Family courts in the prosperous, southern state of Kerala ruled on just over five divorces every hour in 2014--130 every day--more than any of the 12 Indian states that compile such data, according to government data.
Although India does not appear on the world divorce statistics records, a global divorce repository (compiled by the University of Illinois, USA), because it lacks nationwide data, the volume of divorces handled by courts in Kerala and the other 11 states indicates that couples are more willing than ever to separate than stay--as tradition still demands--in bad marriages.
The number of divorces appears large in a nation where courts tend to be conservative in granting legal separation, but they may be a fraction of failing or failed marriages because many Indian women stay married despite abuse, as we later explain.
The data--in this March 2015 government reply to the Lok Sabha, Parliament's lower house--are compiled from family courts in the 12 states and are inadequate to compare India’s divorce rates clearly with other countries or across states. The government does not maintain divorce statistics.
It is hard to estimate the divorce rate--calculated against the number of married people, not the general population, as is done with, say, with crime and accident rates--because India does not maintain any divorce data. Most use the term "divorce rate" loosely in India, since the data do not reveal divorces, only cases before the courts.
What is clear is that divorce cases before family courts are steadily growing.
However you look at it, Kerala has most divorces
For the year 2014-15, almost every state reported more divorces awaiting court verdicts than were settled in 2014, according to the government's reply to Parliament.
However, none of the other 11 states--five of which are more populous--had more divorce cases than Kerala: 47,525 cases in 2014.
Maharashtra witnessed half as many divorces as Kerala, which has a population a third the size of Maharashtra.
Source: Lok Sabha
What is the role of education and employment?
As we cautioned, it is hard to say why divorces are growing after analysing data from 12 of 36 states and union territories.
We did find that three of the top five states reporting divorces--Kerala, Maharashtra and Karnataka--have more literate women than the all-India average; women’s participation in the labour force in these states is also slightly higher than the all-India rate.
The correlations are not always evident.
For instance, female literacy in Madhya Pradesh--number three in divorce cases--is 6 percentage points lower than the national average and female labour force participation rate is equal to the national average.
In Haryana--number five in divorce cases--the female literacy rate is equal to the national average of 65%, but female workforce participation is 12 percentage points lower than the Indian average.

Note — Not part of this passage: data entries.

PR #2431, opened 2026-09-09
fix(ios): serve regular --depth from every snapshot backend

### LINKED ISSUE #2403: 0.21.0: --depth on the iOS Simulator returns COMMAND_FAILED "regular iOS snapshot presentation requires a valid viewport"
On 0.21.0, `is <selector> visible --depth <n>` returns `COMMAND_FAILED` with the message
`regular iOS snapshot presentation requires a valid viewport` on every screen we tried. The same
command on 0.20.10 answered normally on some of those screens.

Found while confirming the fix for #2273, which is confirmed and working. Filing separately because
this is a different path.

## Version

`agent-device` 0.21.0 on an `ubuntu-latest` GitHub Actions runner. The daemon is a remote EAS
Simulator session and also reports 0.21.0. The target is an iOS simulator. The app is a React Native
app built with Expo.

## What we ran

Ten `is <selector> visible` calls per variant per screen, on six screens. The variants are unscoped,
`--scope <identifier>`, and `--depth 20`.

The depth argument is a plain integer and our invocation is unchanged from the 0.20.10 measurement.
The screen numbering matches #2273 and #2274.

## `--depth` on 0.21.0 against 0.20.10

| screen   | 0.20.10 depth    | 0.21.0 depth | 0.21.0 error                                                |
| -------- | ---------------- | ------------ | ----------------------------------------------------------- |
| screen 1 | 0 of 10, correct | 0 of 10      | regular iOS snapshot presentation requires a valid viewport |
| screen 2 | 10 of 10         | 0 of 10      | regular iOS snapshot presentation requires a valid viewport |
| screen 3 | 10 of 10         | 0 of 10      | regular iOS snapshot presentation requires a valid viewport |
| screen 5 | 0 of 10          | 0 of 10      | regular iOS snapshot presentation requires a valid viewport |
| screen 6 | 0 of 10          | 0 of 10      | regular iOS snapshot presentation requires a valid viewport |
| screen 7 | 0 of 10          | 0 of 10      | regular iOS snapshot presentation requires a valid viewport |

All 60 calls returned `COMMAND_FAILED` with that one message. The message does not appear anywhere
in our 0.20.10 logs.

Two rows are the clearest evidence. Screens 2 and 3 answered 10 of 10 on 0.20.10 and answer 0 of 10
now.

Screen 1 is worth naming too. On 0.20.10 its depth-capped calls returned `COMMAND_FAILED` with
`Selector did not match`, which is the correct answer, because its landmark sits deeper than a cap of 20. That correct negative is now replaced by the viewport error, so no screen gets a real answer from
`--depth` any more.

## The unscoped path is fixed

For completeness, since it is the same command without the flag. The three screens that answered 0
of 30 on 0.20.10 now answer 10 of 10 unscoped, and `XCTEST_RECORDED_FAILURE` is gone from the whole
run. Median latency fell from 1.2 to 5.2 seconds down to 0.5 to 1.1 seconds. That part is #2273 and
it works.

## An observation about `--scope`, which we are not calling a defect

We do not have enough to claim a regression here, and the error code is a correct-negative code
rather than an infrastructure one, so this may be intended.

| screen   | 0.20.10 scoped | 0.21.0 scoped |
| -------- | -------------- | ------------- |
| screen 1 | 10 of 10       | 10 of 10      |
| screen 2 | 10 of 10       | 0 of 10       |
| screen 3 | 10 of 10       | 0 of 10       |
| screen 5 | 0 of 10        | 0 of 10       |
| screen 6 | 0 of 10        | 10 of 10      |
| screen 7 | 0 of 10        | 0 of 10       |

Every 0.21.0 failure above is `COMMAND_FAILED` with `Selector did not match`. We scope to the same
identifier we then query for, so a scoped query for an element that the unscoped query finds should
match. If scope resolution changed deliberately, this is us needing to change how we call it, and a
note to that effect would be enough.

## One correction to what we told you in #2273

We said there that a truncated capture reports a node count which is a lower bound, and reasoned that
the affected screens were therefore probably the largest trees.

On 0.21.0 screen 5 reports the same 178 nodes it reported when it was truncated, and it is no longer
truncated. So that count was complete all along and our inference was wrong. Recording it here
because we put the claim in front of you.

thymikee:
## Summary

Closes #2403.

On 0.21.0 every `is <selector> visible --depth <n>` on the reporter's iOS Simulator failed with `regular iOS snapshot presentation requires a valid viewport`. The cause is in the runner, not the daemon: `SnapshotBackendKind.canServeRegularPresentedDepth` (from #1947) refused a regular depth-capped request on private AX at any depth and on the query sweep past depth 1. Whenever the plan is pinned or deferred to private AX (custom actions, a private AX verdict already on the session, the XCTest channel penalty), no backend could serve, the plan fell through to its synthetic sparse root (one `Application` node, zero rect), and the daemon rejected that root as a missing viewport.

Presentation already applies the presented-depth cut to whatever hierarchy a backend acquired, and a depth-capped regular capture is a subset of the unscoped one from the same backend, so the refusal protected nothing that `truncated`/`effectiveDepth` did not already disclose. This PR deletes the gate, declares private AX as `regular-depth=presentation-cut` (fixture, TS registry, Swift enum, all parity-tested), rewrites the ADR 0004 paragraph that made the old claim, and adds a presentation test for the cut on a hierarchy acquired past the frontier.

```
agent-device snapshot --depth 20 --actions   # private AX pinned: 58 nodes, was COMMAND_FAILED
agent-device is visible "role=button label=General" --depth 20
```

8 files touched. Not changed here: a genuine sparse runner verdict (no backend could read the screen) still surfaces as the viewport-invariant error instead of the runner's own "use screenshot" message; that is a separate daemon-side seam.

## Validation

Tested commit: `bb3dfdc8a2b8627d5f16adb423c4a18ddef1af50`.

- Repro before the fix on a local iOS 26.2 Simulator (Settings): `snapshot --depth 20 --actions` returned the runner's sparse payload (`state: sparse`, one zero-rect `Application` node) and the daemon failed with the reported message; plain `--actions` worked.
- After the fix, same device: `snapshot --depth 20 --actions` returns 58 nodes; `--depth 1 --actions` returns 4. Through the test-owned `snapshotPreferredBackend: 'private-ax'` transport seam: `snapshot --depth 20` is a 58-node `recovered` private AX capture, `is visible role=button label=General` passes at depth 20 and 3, and depth 0 returns the correct `Selector did not match`.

The state is among the top five states for divorce cases because data are only from 12 states--Haryana had 80% fewer divorce cases than Kerala.
More divorces likely if women have a choice
Six of 10 men surveyed in India had admitted perpetrating violence against their wives at some point, IndiaSpend reported in November 2014, quoting an extensive study by the United Nations Population Fund and the International Center for Research on Women.